Task item: Write out, word for word, every line in the data below from the one containing "shahan-khatchadourian-anchorage: Adding deps" to the one containing "Verified locally on", both of them included.

Dataset entries:
--------
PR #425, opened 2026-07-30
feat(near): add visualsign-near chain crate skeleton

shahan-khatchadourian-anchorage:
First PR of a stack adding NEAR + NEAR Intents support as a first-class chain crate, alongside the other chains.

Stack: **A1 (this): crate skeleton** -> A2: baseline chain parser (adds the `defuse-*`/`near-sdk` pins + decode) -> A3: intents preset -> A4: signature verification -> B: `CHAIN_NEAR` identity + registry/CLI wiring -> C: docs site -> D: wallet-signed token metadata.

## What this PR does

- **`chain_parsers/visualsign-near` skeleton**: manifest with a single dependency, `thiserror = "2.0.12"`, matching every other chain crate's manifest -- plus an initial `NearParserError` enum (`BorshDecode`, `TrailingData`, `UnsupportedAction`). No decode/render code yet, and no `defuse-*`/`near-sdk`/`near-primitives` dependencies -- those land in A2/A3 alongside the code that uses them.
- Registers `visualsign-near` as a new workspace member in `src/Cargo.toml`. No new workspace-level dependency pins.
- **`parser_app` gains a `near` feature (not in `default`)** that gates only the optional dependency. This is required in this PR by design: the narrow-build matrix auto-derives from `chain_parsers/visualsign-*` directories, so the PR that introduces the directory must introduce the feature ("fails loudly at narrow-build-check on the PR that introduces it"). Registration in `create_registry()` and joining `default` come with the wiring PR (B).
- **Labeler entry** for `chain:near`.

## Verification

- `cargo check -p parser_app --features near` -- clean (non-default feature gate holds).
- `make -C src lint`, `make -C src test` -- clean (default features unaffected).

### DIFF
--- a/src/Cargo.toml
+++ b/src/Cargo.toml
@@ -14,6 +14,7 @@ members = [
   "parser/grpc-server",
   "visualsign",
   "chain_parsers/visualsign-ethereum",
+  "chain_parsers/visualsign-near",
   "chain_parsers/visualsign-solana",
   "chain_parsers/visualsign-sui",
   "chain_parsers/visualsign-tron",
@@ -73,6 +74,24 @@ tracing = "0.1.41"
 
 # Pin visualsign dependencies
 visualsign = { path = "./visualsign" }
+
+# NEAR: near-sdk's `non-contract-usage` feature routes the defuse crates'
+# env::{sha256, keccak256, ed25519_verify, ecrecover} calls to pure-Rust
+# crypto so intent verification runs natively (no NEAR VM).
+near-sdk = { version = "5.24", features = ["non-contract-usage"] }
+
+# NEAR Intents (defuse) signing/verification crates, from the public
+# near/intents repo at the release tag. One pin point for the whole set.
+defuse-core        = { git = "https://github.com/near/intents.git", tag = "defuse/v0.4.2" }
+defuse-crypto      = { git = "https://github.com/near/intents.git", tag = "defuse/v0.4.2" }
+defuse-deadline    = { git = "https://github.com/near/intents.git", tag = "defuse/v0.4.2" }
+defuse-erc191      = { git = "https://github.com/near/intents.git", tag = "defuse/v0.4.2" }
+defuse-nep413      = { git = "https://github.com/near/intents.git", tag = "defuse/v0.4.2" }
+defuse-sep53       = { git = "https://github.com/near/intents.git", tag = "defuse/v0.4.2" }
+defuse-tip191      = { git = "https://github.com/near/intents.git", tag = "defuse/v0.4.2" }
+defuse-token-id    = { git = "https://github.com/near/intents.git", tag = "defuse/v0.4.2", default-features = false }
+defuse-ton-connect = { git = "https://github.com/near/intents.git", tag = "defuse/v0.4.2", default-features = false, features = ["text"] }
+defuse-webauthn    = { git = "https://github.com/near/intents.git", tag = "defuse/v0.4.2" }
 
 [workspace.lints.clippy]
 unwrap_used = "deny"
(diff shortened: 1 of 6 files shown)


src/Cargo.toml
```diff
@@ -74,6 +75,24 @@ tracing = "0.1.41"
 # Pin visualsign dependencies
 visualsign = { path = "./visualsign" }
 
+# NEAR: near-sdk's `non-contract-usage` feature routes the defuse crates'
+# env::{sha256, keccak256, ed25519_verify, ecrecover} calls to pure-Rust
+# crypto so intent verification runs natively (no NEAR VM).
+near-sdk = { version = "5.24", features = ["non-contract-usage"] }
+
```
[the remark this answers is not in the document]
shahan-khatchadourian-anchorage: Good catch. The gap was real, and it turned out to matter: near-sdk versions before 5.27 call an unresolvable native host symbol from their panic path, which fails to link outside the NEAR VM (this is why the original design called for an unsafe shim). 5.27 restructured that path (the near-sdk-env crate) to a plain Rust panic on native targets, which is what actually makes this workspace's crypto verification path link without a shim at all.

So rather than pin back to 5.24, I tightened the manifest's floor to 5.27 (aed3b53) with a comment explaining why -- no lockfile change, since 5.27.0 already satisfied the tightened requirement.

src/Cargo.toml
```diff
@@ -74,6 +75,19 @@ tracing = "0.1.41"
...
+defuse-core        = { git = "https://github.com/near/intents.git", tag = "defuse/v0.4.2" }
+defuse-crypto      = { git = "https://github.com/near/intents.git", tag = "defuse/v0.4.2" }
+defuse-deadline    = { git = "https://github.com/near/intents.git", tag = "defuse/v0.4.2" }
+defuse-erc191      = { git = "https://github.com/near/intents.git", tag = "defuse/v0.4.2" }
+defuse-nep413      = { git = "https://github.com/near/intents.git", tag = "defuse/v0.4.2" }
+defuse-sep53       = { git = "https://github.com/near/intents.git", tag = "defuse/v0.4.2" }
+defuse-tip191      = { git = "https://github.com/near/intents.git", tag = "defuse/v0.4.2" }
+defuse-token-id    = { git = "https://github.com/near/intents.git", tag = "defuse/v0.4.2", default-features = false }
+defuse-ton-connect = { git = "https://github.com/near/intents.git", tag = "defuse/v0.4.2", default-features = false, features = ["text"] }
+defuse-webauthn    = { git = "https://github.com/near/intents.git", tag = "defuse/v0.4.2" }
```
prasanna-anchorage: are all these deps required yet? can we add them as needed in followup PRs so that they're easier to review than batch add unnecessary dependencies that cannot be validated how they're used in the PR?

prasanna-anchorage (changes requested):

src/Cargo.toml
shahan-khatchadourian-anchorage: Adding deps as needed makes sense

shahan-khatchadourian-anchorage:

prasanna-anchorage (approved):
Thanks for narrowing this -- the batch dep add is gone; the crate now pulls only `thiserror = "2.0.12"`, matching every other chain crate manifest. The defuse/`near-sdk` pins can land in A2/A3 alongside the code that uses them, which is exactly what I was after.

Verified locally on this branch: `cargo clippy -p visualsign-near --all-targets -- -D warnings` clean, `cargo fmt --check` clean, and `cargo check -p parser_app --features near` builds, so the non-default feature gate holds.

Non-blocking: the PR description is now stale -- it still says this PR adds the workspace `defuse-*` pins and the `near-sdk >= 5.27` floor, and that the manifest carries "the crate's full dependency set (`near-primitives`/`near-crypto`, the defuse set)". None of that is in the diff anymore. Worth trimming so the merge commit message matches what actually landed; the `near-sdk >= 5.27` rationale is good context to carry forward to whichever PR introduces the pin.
--------
Exercise result:
shahan-khatchadourian-anchorage: Adding deps as needed makes sense

shahan-khatchadourian-anchorage:

prasanna-anchorage (approved):
Thanks for narrowing this -- the batch dep add is gone; the crate now pulls only `thiserror = "2.0.12"`, matching every other chain crate manifest. The defuse/`near-sdk` pins can land in A2/A3 alongside the code that uses them, which is exactly what I was after.

Verified locally on this branch: `cargo clippy -p visualsign-near --all-targets -- -D warnings` clean, `cargo fmt --check` clean, and `cargo check -p parser_app --features near` builds, so the non-default feature gate holds.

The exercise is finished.